## GOAL OF THE EXERCISE
This exercise asks for every line of the material that contains the word "meet".

### TASK DATA ###

PR #468, opened 2025-10-01
Wsl and bash

Liran017:
When bash.exe or wsl.exe are executed, they both act in the same way:

Query the reg key 'HKLM\SOFTWARE\Microsoft\Windows\CurrentVersion\Lxss\MSI\InstallLocation' for the WSL folder path ('c:\program files\wsl' by default). 
Look for wsl.exe inside the path sacrificed in the reg key and open it.

The wsl.exe binary in program files can be replaced or the reg key can be edited to execute a malicious payload instead of the legitimate wsl.exe.

The full breakdown can be found here:
https://cardinalops.com/blog/bash-and-switch-hijacking-via-windows-subsystem-for-linux/


wietze (approved):
Can confirm this works on Windows 11 25H2. Nice find!

PR #486, opened 2026-01-05
Added UevAppMonitor.yml

Liran017:
UevAppMonitor can be used to load a malicious DLL by running it from a custom path (copied from System32) and using a custom config file (UevAppMonitor.exe.config).

Setting the "\<etwEnable\>" flag as false will tamper with the auditing of the events.


bohops:
> @bohops , any thoughts on this? I know you blogged about `.config` files before! Does this submission meet the criteria for this project or is it describing a wider technique

Yes, this is describing a wider technique - "AppDomainManager Injection" is pretty much universal for most .NET binaries. As such, it does not uniquely meet the criteria for this project.

PR #497, opened 2026-04-15
added ymls for mscopilot.exe and mscopilot_proxy.exe

4n4s4zi:
Added command execution for mscopilot.exe and mscopilot_proxy.exe. Not sure if this belongs in OSBinaries or OtherMSBinaries but its similar to the one for Edge so I put it here.


wietze (approved):
Nice finds. Have moved it to OtherMSBinaries due to it not being present without a separate install on Windows 11 25H2. 

Thanks for contributing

###

## RESPONSE BOX
> @bohops , any thoughts on this? I know you blogged about `.config` files before! Does this submission meet the criteria for this project or is it describing a wider technique
Yes, this is describing a wider technique - "AppDomainManager Injection" is pretty much universal for most .NET binaries. As such, it does not uniquely meet the criteria for this project.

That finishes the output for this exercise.